Eye For Film >> Movies >> Just One Drink (2015) Film Review
Just One Drink
Reviewed by: Anton Bitel
"The highest reach of injustice is to be deemed just when you are not."
This quote from Plato, appearing in text form at the beginning of writer/director/producer Andrew de Burgh's Just One Drink, also establishes the short film's central theme: the ambiguous guises of righteousness that injustice can adopt. We also know that the film is going somewhere dark and punishing, right from the opening, impressionistic scene: a flashforward to a shadowy basement, its centre occupied by a body concealed under a sheet, with a bound man slumped in a seat to one side, and a half-visible figure hovering on the other side with bloody hands and no less bloody surgical scrubs.

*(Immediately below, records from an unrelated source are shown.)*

Issue #2765, opened 2025-03-26
propose-downstream sometimes fails with: ERROR  The repository is dirty, will not discard the changes.


martinpitt:
### What happened? What is the problem?

I was doing a Cockpit release this morning, and [propose-downstream failed](https://github.com/cockpit-project/cockpit/issues/21771) for [Fedora 41](https://dashboard.packit.dev/jobs/propose-downstream/15937) and [Fedora 42](https://dashboard.packit.dev/jobs/propose-downstream/15936), but [succeeded for rawhide](https://dashboard.packit.dev/jobs/propose-downstream/15935), resulting in a [valid dist-git PR](https://src.fedoraproject.org/rpms/cockpit/pull-request/330#).

After a `/packit propose-downstream`, [F42 worked](https://dashboard.packit.dev/jobs/propose-downstream/15938) but [F41 failed again](https://dashboard.packit.dev/jobs/propose-downstream/15939). 

In the failing case, this error appears:

> distgit.py        ERROR  The repository is dirty, will not discard the changes. Use --force to bypass.

in the passing runs this does not appear, so it feels significant.

### Steps to reproduce

```bash

```

### What is the impacted category (job)?

Fedora release automation

### Workaround

- [x] There is an existing workaround that can be used until this issue is fixed.

### Participation

- [ ] I am willing to submit a pull request for this issue. (Packit team is happy to help!)

martinpitt:
Two more instances from today: https://dashboard.packit.dev/jobs/propose-downstream/16046 and https://dashboard.packit.dev/jobs/propose-downstream/16045 (see https://github.com/cockpit-project/cockpit/issues/21800)

martinpitt:
This somehow is getting worse.. The third retry still failed.

martinpitt:
After three further retries there is a consistent pattern: rawhide always succeeds (it keeps updating https://src.fedoraproject.org/rpms/cockpit/pull-request/332) but F41/42 always fail. I also tried `/packit propose-downstream f42`, hoping that this would only attempt a single release, but it still did all three.

nforro:
> After three further retries there is a consistent pattern: rawhide always succeeds (it keeps updating https://src.fedoraproject.org/rpms/cockpit/pull-request/332) but F41/42 always fail. I also tried `/packit propose-downstream f42`, hoping that this would only attempt a single release, but it still did all three.

[...]

PR #2768, opened 2025-03-28
Reset repo submodules before the next sync_release run

nforro:
Fixes https://github.com/packit/packit-service/issues/2765.

RELEASE NOTES BEGIN

We have fixed an issue that could cause subsequent runs of `propose_downstream`/`pull_from_upstream` to fail if upstream git repo contains submodules that are manipulated with in actions.

RELEASE NOTES END

### DIFF
--- a/packit_service/worker/handlers/distgit.py
+++ b/packit_service/worker/handlers/distgit.py
@@ -330,6 +330,9 @@ class AbstractSyncReleaseHandler(
                     index=True,
                     working_tree=True,
                 )
+                # reset also submodules
+                for submodule in self.packit_api.up.local_project.git_repo.submodules:
+                    submodule.update(init=True, recursive=True, force=True)
 
         return downstream_pr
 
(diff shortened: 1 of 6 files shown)


majamassarini (approved):
wow submodules 😅 Thanks for fixing this!

I will wait for this before creating the new release!

mfocko:
> wow submodules 😅 Thanks for fixing this!
> 
> I will wait for this before creating the new release, should we add a changelog message?

@majamassarini don't think you need to, it affects mainly service, there won't be many people using `sync-release` from the CLI :)

mfocko (approved):

nforro:
> I will wait for this before creating the new release, should we add a changelog message?

As Maťo said, this is in service. I don't think this affects many users, but I will add a release note.

martinpitt:
Thanks @nforro for the super-fast fix! I wasn't aware that all releases are done from the same prepared tree, but of course that makes sense.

This chamber of horrors is a setting familiar from 'torture porn', and an early appearance by Barbara Nedeljakova (best known for her rôle in Eli Roth's Hostel) might appear to confirm the film's generic affiliations - and yet while more than one act of bodily torment, past and present, will be featured in Just One Drink, these are kept tastefully off-screen, with de Burgh focusing more on the questionable ethics that inform such actions.
Sitting on his bed with ornamental scales (of justice) prominently placed in the foreground, university dropout Steve (de Burgh) receives a Facebook invitation to a New Year's Eve party from Tamara Nolan (Nedeljakova), a woman whom he cannot remember ever having met. Unsure whether to go or not, Steve drops in on his dope dealer Derek (Isaac Anderson). Stoned together, the two young men first discuss the possibility of human evolution, and then move on to the 'insanity' that has led their school to invite supposedly reformed and renate criminals as guests for religion classes. There was even a professor teaching there who had once been a mass murderer under Josef Stalin before emigrating to the States and claiming to have found God. Neither Steve nor Derek can see any contradiction in their belief that a one-time "cocaine dealer" is beyond redemption, even as they both engage casually in the financial exchange of 'Colombian' weed. Derek persuades Stephen that they should go to Tamara's together - after all, "She's hot, isn't she?". Although you know what they say about appearances…
As Tamara is seen unpacking drinks for the party in her Sunset Boulevard apartment, it is hard not to notice, on her kitchen counter, a statuette of the Egyptian god Anubis, weigher of souls and arbiter of the dead - while in her living room there is a figurine of Durga Mata, "a powerful goddess" and "ultimate authority of the universe." The stage is set, the trap is sprung, and as all the thematic strands of the film's first half are brought violently together in a symmetrical set of revenge stories, the viewer is left to pass divine judgment as to who is in the right, and who is in the wrong.
"Fucked-up people" may, as Steve insists, "deserve fucked-up deaths" - but fucked-up people also tend to mete them out, giving rise to a moral paradox that de Burgh is able, in this unforgiving scenario, to push to its extremes. Meanwhile, through its involving narrative structure, Just One Drink exposes the flawed justice and underlying sadism of lex talionis, with injustice - not to mention collateral damage - always hard at its heels, and redemption left in pieces on a slab.